TR EN

Dil Seçin

Ara

Farkındalık

Farkındalık

Anlam, bir fark ediştir. Kalabalıkta bir dostunuzu fark edince nasıl da yüzünüzde gülücükler açıyor. Kimsenin fark edemediğini görmek bir ayrıcalık olur çoğu zaman. Fark edemeyip bir çiçeğin üzerine basmışsanız, bir ‘cız’ sesinin geldiğini fark edersiniz yüreğinizden. Farkında olmadan bir kedinin kuyruğuna basmak mı, aman Allah’ım! 
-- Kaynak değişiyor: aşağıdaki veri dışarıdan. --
PR #376, opened 2025-01-29
Remove duplicate info about tokens and certificates

manuelbuil:
In the Advanced Options section there is information about certificates and tokens which is also in the specific sections for tokens and certificates. I guess that information started in the Advanced Options when there wasn't a specific version for them and then we forgot to remove it

### DIFF
--- a/docs/advanced.md
+++ b/docs/advanced.md
@@ -4,26 +4,6 @@ title: "Advanced Options / Configuration"
 
 This section contains advanced information describing the different ways you can run and manage K3s, as well as steps necessary to prepare the host OS for K3s use.
 
-## Certificate Management
-
-### Certificate Authority Certificates
-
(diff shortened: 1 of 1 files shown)


brandond (changes requested):
I think its a good idea to have brief info here, and then direct people to the specific CLI pages for details. Maybe we just fix the outdated info in the Token Management section?

manuelbuil:
> I think its a good idea to have brief info here, and then direct people to the specific CLI pages for details. Maybe we just fix the outdated info in the Token Management section?

In my opinion, this "advanced options" section became some kind of junk drawer where we put a lot of unconnected stuff. I think we should try to define a bit more what content makes sense here and what content does not. My interpretation was that, as of today, the information we were adding, was important information which did not fit in other sections. Therefore, as certificates and tokens have now their own section, it does not make sense to continue having them here.

However, if we believe we should have a brief info on stuff related to CLI tools in the "advanced options" section, we should also add some lines describing secrets-encrypt and etcd-snapshot, right? Let's talk in SU and see what other think too

PR #381, opened 2025-02-03
manual upgrades: clarify that a drain is not required

kyrofa:
In Kubernetes, pods are independent of containerd/kubelet, and thus restarting k3s without draining first is a safe thing to do. This is not immediately clear to folks new to hosting their own cluster, so add a reassuring note.

### DIFF
--- a/docs/upgrades/manual.md
+++ b/docs/upgrades/manual.md
@@ -42,6 +42,10 @@ Running the install script will:
 2. Update the systemd unit or openrc init script to reflect the args passed to the install script
 3. Restart the k3s service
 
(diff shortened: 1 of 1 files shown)


brandond:
thanks for the contribution! looks like this needs a rebase.

farazkhawaja:
@brandond on a second thought, should we go this route?https://github.com/kubernetes/kubernetes/issues/129385#issuecomment-2574345344
Upgrades to 1.31 leads to container restarts, i see upstream k8s maintainers recommend cordon+drain for this situation.

PR #402, opened 2025-04-08
Update misc docs pages

brandond:
Update helm and containerd template docs to sync with recent changes to helm-controller and containerd 2.0. Also address some nits on token/proxy/ccm.


VestigeJ (commented):
can't approve but LGTM

PR #407, opened 2025-04-16
Remove outdated storage information

manuelbuil:
Kubernetes is not maintaining in-tree volume plugins anymore, we should remove that information from the docs


brandond (approved):
💯

dereknola (approved):

PR #415, opened 2025-05-20
Add 1.33 release notes, new sidebar collapse for older releases

dereknola:
image

Note that this does change the link to older release notes. (/release-notes -> /release-notes-old)


brandond:
Can we add the old pages to the redirects, just to keep them working under their original paths?
https://github.com/k3s-io/docs/blob/30412a10e46cf834a085314fc2c168393ab4aa5b/docusaurus.config.js#L129-L131

dereknola:
I was worried it would become unwieldy in the future of continually adding redirects to this list. But we can for now.

dereknola:
> Can we add the old pages to the redirects, just to keep them working under their original paths?

This is not an option due to https://github.com/facebook/docusaurus/issues/9505

brandond:
welp

brandond (approved):

PR #453, opened 2025-07-30
Update automated.md

farazkhawaja:
address a small confusion where a user might think that their node will always remain cordoned following a failed downgrade plan. Only users with `cordon:true` will undergo such situation


brandond:
Can you rebase to main? We just pushed an update that fixes some external links that have changed.

farazkhawaja:
@brandond workflow requires re-rerun

farazkhawaja:
@brandond would you know why is the check failing? its synced with main

brandond:
don't worry about it, something external is just being flakey. it'll pass eventually.

PR #463, opened 2025-08-14
Clarify steps and add drop-down menu

manuelbuil:
Clarify some steps in the manually deploy images section and add a drop-down menu:
image

and

image


brandond (changes requested):
We should add additional information to the summaries. With the sections collapsed by default, users will miss critical information that might tell them whether or not they need to perform these steps.

PR #490, opened 2025-10-20
feat(i18n): translate installation instructions gateway page to Chinese

kamaslau:


kamaslau:
Updated with the correct file path: https://github.com/k3s-io/docs/pull/492

PR #496, opened 2025-10-21
Consildate several pages under Add-Ons section

dereknola:
## Changes
Moved `helm`, `Import Images`, and `Storage` pages under an `Add-Ons` section, which encompasses additional functionality that is bundled into K3s, but comes from other software packages (helm, spegel, longhorn etc..).

## Future Work
Move information about GPUs and Alternative Runtimes under this section. 

image


dereknola:
We went with [Add-Ons for the RKE2 docs](https://github.com/rancher/rke2-docs/pull/423) as well, so I was matching naming.  `Packaged Components` makes me think of the stuff like crictl, busybox, and all the other binaries that K3s is shipped with, not the Feature Functionality of it. 

`Integrations` is not the right word because the other software producers aren't working "with K3s" in some way, we are co-opting the software. 

I don't have a good word for "A feature of K3s that exists because of external software packages, but require user intervention to operate (e.g. place manifests, deploy PVCs, place image.tar.gz files)"

How about "Extensions"?

brandond (approved):
I guess if we're just creating a new category without changing any of the wording around addons/packaged components/bundled binaries... that's probably not too confusing.

PR #146, opened 2014-11-28
Sass 34/scss lint update

kaelig:
See #125 for details.


kaelig:
Will give this another go since gulp-ruby-sass was just updated to alpha2:
https://github.com/sindresorhus/gulp-ruby-sass/releases/tag/1.0.0-alpha.2

PR #147, opened 2014-11-28
Add support for Sass 3.4, and disable sourcemaps

kaelig:
This uses the latest available version of gulp-ruby-sass, so that we can test the Sass 3.4 integration easily.

As soon as it enters 1.0 release, we can put this into master.

(note: this is not a PR to go into master, but a separate testing branch: "sass-34")


kaelig:
Closing since gulp-ruby-sass v1 will change a lot of things and will require a larger rewrite than expected.

PR #168, opened 2014-12-19
Demos: force edge mode in IE

kaelig:
Because we don't intend to support compat modes.


AlbertoElias:
I'll merge it, if the boilerplate hasn't been updated, @kaelig could you check it out?

kaelig:
@triblondon confirming the meta is in the suggested product boilerplate: http://origami.ft.com/docs/developer-guide/using-modules/#core-vs-enhanced-experience

PR #175, opened 2015-01-07
Adding compress option

aintgoin2goa:
For next we want to have sourcemaps in production - this option will make this possible as then we can perform the minification ourselves.

You can specify `true` `false` or object ie: `{js:false,sass:true}`

If the compress option is not specified it falls back to the default behaviour.

### DIFF
--- a/README.md
+++ b/README.md
@@ -28,7 +28,7 @@ automatically re-build the module's demos and assets every time a file changes:
 All the tasks are built using [gulp](http://gulpjs.com/), and almost all of them return a stream. They are structured in 5 higher level tasks, and each one has one or more subtasks.
 
 	Usage: origami-build-tools <command> [<options>]
-	
+
 	Commands:
 	   install  Install system and local dependencies
 	   build    Build module in current directory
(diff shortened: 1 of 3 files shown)


AlbertoElias:
Is this an improved version of #171 ?

aintgoin2goa:
No, that option just generated sourcemaps - this one sets whether or not the output is compressed, overriding the env setting.

AlbertoElias:
but those two are what the development environment supports, why not just
use that?

*Alberto Elias*
Developer
FT Technology

+44 (0)74 75765609
Number One Southwark Bridge, London SE1 9HL


<https://www.facebook.com/financialtimes> <https://twitter.com/FT>
<http://www.linkedin.com/company/financial-times>
<https://plus.google.com/+FinancialTimes/posts>
<http://www.youtube.com/user/FinancialTimesVideos>


On 7 January 2015 at 17:09, Paul Wilson <notifications@github.com> wrote:

> No, that option just generated sourcemaps - this one sets whether or not
> the output is compressed, overriding the env setting.
>
> —
> <https://github.com/Financial-Times/origami-build-tools/pull/175#issuecomment-69054548>
> .
>

-- 

number 53723.

aintgoin2goa:
Yeah, that is a fair point.  It just seems odd to set env to 'development' for a production build, which is what I'd have to do.  Also, I think that it would be clearer to use explicit options for these behaviours.

I guess, it's just a matter of opinion, though - I can just use 'development' to achieve what I need.

AlbertoElias:
I think we should either have one or the other. @matthew-andrews @kaelig @triblondon What do you think?

kaelig:
I'm in favour of having the ability to toggle sourcemaps generation independently from the environment, with sensible defaults.

AlbertoElias:
Then should we look at deprecating the environment config option in favour of two separate compress and sourcemaps options which are basically what the environment option toggles

triblondon:
Fine with me.

PR #176, opened 2015-01-07
returning merged stream from build task

aintgoin2goa:
I came across an error whereby the build task reports itself as finished long before it actually has:
screen shot 2015-01-07 at 15 35 08

This makes it impossible to correctly chain other gulp tasks after obt.build.

Now the build method returns a merged stream of the 2 build tasks and this fixes the error:

screen shot 2015-01-07 at 15 35 55

screen shot 2015-01-07 at 15 36 07

### DIFF
--- a/lib/tasks/build.js
+++ b/lib/tasks/build.js
@@ -11,10 +11,13 @@ var gulpif = require('gulp-if');
 var autoprefixer = require('gulp-autoprefixer');
 var files = require('../helpers/files');
 var log = require('../helpers/log');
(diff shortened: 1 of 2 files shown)


AlbertoElias:
I believe this is possibly the case for all tasks. Could you check and, if so, update the other ones as well?

aintgoin2goa:
ok, sure

aintgoin2goa:
Crap, I must've merged and commented instead of just commenting - will undo

PR #181, opened 2015-01-08
Verbose

### LINKED ISSUE #160: Don't suppress successful output from bower install / npm install
Without this it makes it really hard to debug what has gotten installed in (say) CI logs.

matthew-andrews:
fixes #160

### DIFF
--- a/lib/tasks/install.js
+++ b/lib/tasks/install.js
@@ -82,7 +82,13 @@ function getCommandVersion(command, versionFlag) {
 	});
 }
 
-function cliSuccess() {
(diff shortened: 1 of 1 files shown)


lib/tasks/install.js
```diff
@@ -82,7 +82,13 @@ function getCommandVersion(command, versionFlag) {
 	});
 }
 
-function cliSuccess() {
+function cliSuccess(output) {
```
matthew-andrews: proabbly need to do `if (output && output.verbose){ `

PR #184, opened 2015-01-08
Add config option to make JSHint exit with code 1 when linting errors a...

robin-marr-ft:
...re found @AlbertoElias @matthew-andrews 

This was buggin me too so I've added a config option to allow this.

### DIFF
--- a/lib/tasks/verify.js
+++ b/lib/tasks/verify.js
@@ -4,6 +4,7 @@ var log = require('../helpers/log');
 var path = require('path');
 var fs = require('fs');
 var jshint = require('gulp-jshint');
+var gulpif = require('gulp-if');
 var scsslint = require('gulp-scss-lint');
 var lintspaces = require('gulp-lintspaces');
 var merge = require('merge-stream');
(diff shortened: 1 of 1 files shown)


robin-marr-ft:
when in dev it's nice to not have it exit so verification continues and you
see any lintspaces errors too, we could make it default true and leave the
option so people can chose.

On 9 January 2015 at 09:36, Alberto Elias <notifications@github.com> wrote:

> This is great, but I don't think it should be a config option, it should
> just be like that
>
> —
> <https://github.com/Financial-Times/origami-build-tools/pull/184#issuecomment-69312301>
> .
>

-- 

number 53723.

AlbertoElias:
We need to find a way to make sure it works similar to how it does if you run console commands (like we used to do) where it would run the different verify tasks, and if at least one failed, it would fail the whole thing but it would run all of them. scsslint and lintspaces also need to make sure they fail. Do you have any suggestions on how to do this?

robin-marr-ft:
I think this is possible but don't have time today, I'll take a look Monday
if that's ok?

On 9 January 2015 at 13:20, Alberto Elias <notifications@github.com> wrote:

> We need to find a way to make sure it works similar to how it does if you
> run console commands (like we used to do) where it would run the different
> verify tasks, and if at least one failed, it would fail the whole thing but
> it would run all of them. scsslint and lintspaces also need to make sure
> they fail. Do you have any suggestions on how to do this?
>
> —
> <https://github.com/Financial-Times/origami-build-tools/pull/184#issuecomment-69333032>
> .
>

-- 

number 53723.

AlbertoElias:
Sure, I need to get this sorted out for the testing branch as well and will look into it as soon as I finish some o-overlay issues

AlbertoElias:
This is fixed in the testing branch which will be pushed by Friday

PR #185, opened 2015-01-09
fixing error when there isn't both js and sass in a component

aintgoin2goa:


lib/tasks/build.js
```diff
@@ -14,10 +14,13 @@ var files = require('../helpers/files');
 var log = require('../helpers/log');
 
 module.exports = function(gulp, config) {
-	return merge(
-		module.exports.js(gulp, config),
-		module.exports.sass(gulp, config)
-	);
+	var jsStream = module.exports.js(gulp, config);
+	var sassStream = module.exports.sass(gulp, config);
+	if(jsStream && sassStream){
```
AlbertoElias: Would you mind adding a space surrounding the brackets for style consistency?

aintgoin2goa: sorry what do you mean?

AlbertoElias: `if (jsStream && sassStream) {` 

That

aintgoin2goa:
I'm guessing this is fixed in truck anyway - do we still need this pull request or shall I close it?

AlbertoElias:
Why do you think it's fixed in master?

aintgoin2goa:
Oh, it's not.  In that case, we really need to get this fix in as it is currently impossible to build a component that is only sass or only js

PR #195, opened 2015-01-23
Test all the things

AlbertoElias:
Test suite is ready. Seems to be quite stable.

@triblondon @matthew-andrews @samgiles Could you guys take a look and try doing clean installs of this branch, npm install, and then npm test a few times to see if it works fine please?


matthew-andrews:
it lands!

matthew-andrews:
checked in next-engels (an app) and next-header (a component) and works well!

lib/plugins/gulp-silent-sass.js
```diff
@@ -23,7 +27,7 @@ function gulpSilentSass(config) {
 	}
 
 	// creating a stream through which each file will pass
-	var stream = through.obj(function(file, enc, cb) {
+	stream = through.obj(function(file, enc, cb) {
```
samgiles: I'd be careful of using module scope to share objects like this, particularly when there is a chance that 'stream' could be undefined.  In this narrow example it might be better to create stream in gulpSilentSass and pass it as a parameter?

lib/tasks/build.js
```diff
@@ -109,7 +111,9 @@ module.exports.sass = function(gulp, config) {
 			.pipe(gulpif(config.env === 'production', csso()))
 			.pipe(rename(dest))
 			.pipe(gulp.dest(destFolder))
-			.on('error', function(err) { console.log(err.message);});
+			.on('error', function(err) { throw Error(err.message); });
```
samgiles: Why not just 'throw err'?

samgiles:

Sahildeki paytak yürüyüşünü tamamlayıp suda taklalar atarak seyreden bir ördeği, havada süzülen bir martıyı, ağacı kemiren bir kurdu, tepelere yol bulan bir karınca sürüsünü farketmek, bakışları elbetteki daha anlamlı kılıyor. 

Hayat, fark etmek demektir. Biraz iddialı bir cümle olduğunun farkındayım. Tıpkı detayların bütüne değer kattığını, basit bir vücut dilinin sözü daha da etkili kıldığını fark ettiğim gibi. Farketmek, her şeyi anlamlı kılıyor. Bir adımın altında kalmak üzere olan böceğin geçmesini beklemek ona nasıl hayat veriyorsa. Tatlı bir rüzgârın yepyeni yaşamlar için tohumları savurması, geceyi yaran gündüzün taze başlangıçlara doğması, yağmurun sararan yeryüzünü yeşile boyaması nasıl bir diriliş muştusu oluyorsa...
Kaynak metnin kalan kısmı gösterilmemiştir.